Imágenes de fluorescencia vida (Flim) ha surgido como una técnica clave para la imagen del medio ambiente y la interacción de proteínas específicas y colorantes en las células vivas. Flim de los rotores moleculares fluorescentes permite el mapeo de la viscosidad en las células vivas.
La difusión es a menudo un importante determinante de la velocidad paso en las reacciones químicas o procesos biológicos y juega un papel en una amplia gama de eventos intracelulares. La viscosidad es uno de los parámetros clave que afectan a la difusión de las moléculas y proteínas, y cambios en la viscosidad se han relacionado con la enfermedad y el mal funcionamiento en el nivel celular. 1-3 Si bien los métodos para medir la viscosidad a granel están bien desarrolladas, microviscosidad imagen sigue siendo un reto . Mapas de viscosidad de los objetos microscópicos, como las células individuales, que hasta hace poco difícil de obtener. Mapeo de viscosidad con técnicas de fluorescencia es ventajoso porque, similar a otras técnicas ópticas, es mínimamente invasiva, no destructiva y se puede aplicar a las células vivas y tejidos.
Fluorescentes rotores moleculares exhiben tiempos de vida de fluorescencia y los rendimientos cuánticos que son una función de la viscosidad de su microambiente. Torsión intramolecular 4,5 orotación conduce a la decadencia no radiativo de la parte posterior estado excitado al estado fundamental. Un ambiente viscoso reduce esta rotación o torsión, restringir el acceso a esta vía de desintegración no radiativa. Esto conduce a un aumento en el rendimiento cuántico de fluorescencia y la vida de fluorescencia. Imágenes vida de fluorescencia (Flim) de colorantes modificados BODIPY hidrófobos que actúan como fluorescentes rotores moleculares muestran que el tiempo de vida de fluorescencia de estas sondas es una función de la microviscosidad de su entorno. 6-8 Una representación logarítmica de la vida de fluorescencia frente a los rendimientos de viscosidad del disolvente una línea recta que obedece a la ecuación de Förster Hoffman. 9 Esta trama también sirve como una curva de calibración para convertir toda la vida de fluorescencia en la viscosidad.
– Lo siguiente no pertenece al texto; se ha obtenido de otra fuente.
Issue #5075, opened 2026-07-17
Incorrect CPE values


Jaydavis00:
**What happened**: Incorrect CPE values produced do not match the NIST Vulnerability Database

**What you expected to happen**: The correct CPE values to be produced

**Steps to reproduce the issue**:
.\syft dir:"C:\Program Files" `
  -o cyclonedx-json@1.6 `
  --catalogers all `
  | Out-File C:\SBOM\program-files.json -Encoding utf8

**Anything else we need to know?**:
No

**Environment**:
Windows 10

A few examples below
Google Chrome Version 115
Syft generates a CPE value of: "cpe:2.3:a:Google_Chrome:Google_Chrome:115.0.5790.171:*:*:*:*:*:*:*"
NIST Vulnerability Database uses: "CPE: cpe:2.3:a:google:chrome:115.0.5790.171:*:*:*:*:*:*:*"

Abode Acrobat Reader 25.1.204.35
Syft: "cpe:2.3:a:Adobe_Acrobat:Adobe_Acrobat:25.1.20435.0:*:*:*:*:*:*:*"
NVD: cpe:2.3:a:adobe:acrobat_reader_dc:25.1.20435:*:*:*:continuous:*:*:*

Microsoft Excel 16
Syft: "cpe:2.3:a:Microsoft_Excel:Microsoft_Excel:16.0.10416.20073:*:*:*:*:*:*:*"
NVD: “cpe:2.3:a:microsoft:excel:2016:*:*:*:*:*:x64:*”

Microsoft Word 16
Syft: "cpe:2.3:a:Microsoft_Word:Microsoft_Word:16.0.10351.20054:*:*:*:*:*:*:*"
NVD: “cpe:2.3:a:microsoft:word:2016:*:*:*:*:*:x64:*”

VLC Media Player 3.0.21
Syft: "cpe:2.3:a:VLC_media_player:VLC_media_player:3\\,0\\,21\\,0:*:*:*:*:*:*:*"
NVD: cpe:2.3:a:videolan:vlc_media_player:3.0.21:*:*:*:*:*:*:*

kzantow:
[...]

PR #5112, opened 2026-07-27
fix(binary): normalize comma-separated PE version resources

Eljees:
## Summary

Normalizes the comma-separated version form found in Windows PE `VERSIONINFO` resources, so `3, 0, 21, 0` becomes `3.0.21.0`.

## Why

Windows resource string tables frequently mirror the `.rc` declaration (`FILEVERSION 3,0,21,0`) rather than the dotted form. Syft used that value verbatim as the package version, which is visible in [#5075](https://github.com/anchore/syft/issues/5075) — VLC is reported as:

```
cpe:2.3:a:VLC_media_player:VLC_media_player:3\,0\,21\,0:*:*:*:*:*:*:*
```

A version containing escaped commas matches nothing in vulnerability data, and the same value flows into the PURL and the package version shown to users.

This only addresses the version portion of that issue; the vendor/product naming discussion there is separate and left alone.

## Details

- `extractVersionFromResourcesValue` now normalizes a value that consists entirely of comma-separated numbers (with optional surrounding spaces) to the dotted form.
- Anything else is returned unchanged, so values like `1.2.3 (build 456)` keep their existing handling and a value such as `1.0, beta` is not rewritten.

## Tests

Added `Test_findVersionFromVR` covering dotted input, both comma-separated forms (`3, 0, 21, 0` and `3,0,21,0`), a version with a trailing comment, and a non-numeric comma value. `go test ./syft/pkg/cataloger/binary/` passes.

### DIFF
--- a/syft/pkg/cataloger/binary/pe_package.go
+++ b/syft/pkg/cataloger/binary/pe_package.go
@@ -15,6 +15,10 @@ var (
 	// spaceRegex includes nbsp (#160) considered to be a space character
 	spaceRegex  = regexp.MustCompile(`[\s\xa0]+`)
 	numberRegex = regexp.MustCompile(`\d`)
+	// commaSeparatedVersionRegex matches the comma-separated form that Windows
+	// VERSIONINFO resources often carry (mirroring the FILEVERSION x,y,z,w
+	// declaration in a .rc file), e.g. "3, 0, 21, 0"
+	commaSeparatedVersionRegex = regexp.MustCompile(`^\d+(?:\s*,\s*\d+)+$`)
 )
 
 func newPEPackage(versionResources map[string]string, f file.Location) pkg.Package {
@@ -129,6 +133,7 @@ func findVersionFromVR(versionResources map[string]string) string {
 
 func extractVersionFromResourcesValue(version string) string {
 	version = strings.TrimSpace(version)
+	version = normalizeCommaSeparatedVersion(version)
 	out := ""
 	for i, f := range strings.Fields(version) {
 		if containsNumber(out) && !containsNumber(f) {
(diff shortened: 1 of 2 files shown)


Eljees:
Ping on this one and #5114 - both open since late July, no review yet. They touch different areas (binary PE version resources and the CycloneDX decoder) and are independent.

Eljees:
Pushed a follow-up commit (`99d5911`) that closes a gap I found while re-checking this against today's `main`.

The original change only rewrote values that were **entirely** comma-separated numbers. That misses the spelling most common on Microsoft-built binaries, where a build tag follows the version. Measured on `main` at `3325493` and on this branch:

| `ProductVersion` / `FileVersion` | `main` | this PR, before | this PR, now |
|---|---|---|---|
| `3, 0, 21, 0` | `3, 0, 21, 0` | `3.0.21.0` | `3.0.21.0` |
| `6, 1, 7601, 17514` | `6, 1, 7601, 17514` | `6.1.7601.17514` | `6.1.7601.17514` |
| `1, 0, 0, 1 (WinBuild.160101.0800)` | unchanged | **unchanged** | `1.0.0.1 (WinBuild.160101.0800)` |
| `2, 5, 0, 0 built by: WinDDK` | `2, 5, 0, 0` | `2, 5, 0, 0` | `2.5.0.0` |
| `10.0.19041.1` | `10.0.19041.1` | `10.0.19041.1` | `10.0.19041.1` |
| `1.0, beta` | `1.0,` | `1.0,` | `1.0,` |

The fix is to rewrite a **leading** run of comma-separated numbers and leave the rest of the string alone, rather than requiring the whole value to match. The deliberate boundary: `1, 0, 0, 1 (WinBuild.160101.0800)` now becomes `1.0.0.1 (WinBuild.160101.0800)` — it keeps the build tag, because that is exactly what the dotted `10.0.19041.1 (WinBuild.160101.0800)` already does when it reaches this function. Whether that trailing tag should be dropped is a separate question about existing behaviour, and I have left it alone rather than widen this PR; the point here is only that the comma spelling stops being treated worse than the dotted one.

Two test cases were added for the new rows; the existing ones are unchanged and still pass.

Verification, since the branch was cut in August: it merges into current `main` cleanly, and `go test ./syft/pkg/cataloger/binary/...` on the merge result fails exactly the same tests as a pristine `main` checkout does in this environment (`Test_Cataloger_PositiveCases`, `Test_PEPackageCataloger`, `Test_ELFPackageCataloger`, `Test_JavaBinaryImage`, `Test_Cataloger_DefaultClassifiers_PositiveCases_Image` — all of them need `docker` to build fixtures, which is not available here). Nothing new is attributable to the change. CI here sits at `action_required`, so it needs the usual approval click for an outside contributor before it will run.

Después de la incubación de las células vivas con el BODIPY modificada fluorescente rotor molecular, una distribución puntiforme colorante se observa en las imágenes de fluorescencia. El valor de la viscosidad obtenida en ªe puncta en células vivas es de alrededor de 100 veces mayor que la del agua y del citoplasma celular. 6,7 resueltos tiempo mediciones de anisotropía de fluorescencia ceder veces rotacionales de correlación de acuerdo con estos valores microviscosidad grandes. Mapeo de la vida de fluorescencia es independiente de la intensidad de fluorescencia, y por lo tanto permite la separación de concentración de la sonda y los efectos de viscosidad.
En resumen, hemos desarrollado un enfoque práctico y versátil para asignar el microviscosidad en las células sobre la base de Flim de los rotores moleculares fluorescentes.
Flim ofrece algunas ventajas clave sobre la intensidad basada en imágenes de fluorescencia. Se puede informar sobre los eventos fotofísicas que son difíciles o imposibles de observar por imágenes de la intensidad de fluorescencia, ya que se pueden separar de los efectos de la concentración de fluoróforo. Esto es particularmente útil para el mapeo de viscosidad intracelular por imagen molecular rotores fluorescentes. La vida de fluorescencia puede ser fácilmente convertido en una viscosidad usando una curva de calibración, como se muestra en la fig. 3, independiente de la concentración de los rotores moleculares fluorescentes.
En Flim puede haber artefactos que pueden complicar la interpretación de los datos. 10 artefactos instrumentales incluyen la luz dispersa, que se mostrará como un pico en la parte superior del inicio de la decadencia de fluorescencia y se puede confundir con un tiempo de decaimiento corto, o un pequeño pico después de la IRF que puede ser causada por las reflexiones en el interior del microscopio. Estos artefactos de luz dispersos puede ser identificada como talporque se pueden distinguir con la discriminación espectral – son siempre a la misma longitud de onda como la luz de excitación. Recordando que en el aire, la luz viaja a 30 cm en 1 nanosegundo ayuda a precisar el origen de las reflexiones.
Filtro o fluorescencia de vidrio también puede causar un artefacto, especialmente en la fluorescencia de la muestra bajo, pero esto puede ser fácilmente identificado por tomar una medida sin la muestra: si una descomposición se obtiene bajo estas circunstancias, es debido a que el instrumento y no tiene nada que ver con la muestra! Por otro lado, nótese que autofluorescencia muestra también puede contribuir a un decaimiento de fluorescencia.
Con el tiempo-correlacionada conteo de fotones simple (TCSPC), convertidor de tiempo de amplitud (TAC) no linealidades puede causar ataques pobres, pero se pueden identificar mediante el bloqueo de la excitación y brillante de luz ambiental, por ejemplo, de la fuente de luz transmitida sobre la muestra y medir el tiempo. Un fondo debe ser constanteobtenida en cada píxel de la imagen. Las regiones donde las desviaciones de un fondo constante ocurrir, nunca producirá un buen ajuste y deben ser evitados para la medición, si no pueden ser eliminadas mediante el ajuste de los parámetros para la tarjeta TCSPC.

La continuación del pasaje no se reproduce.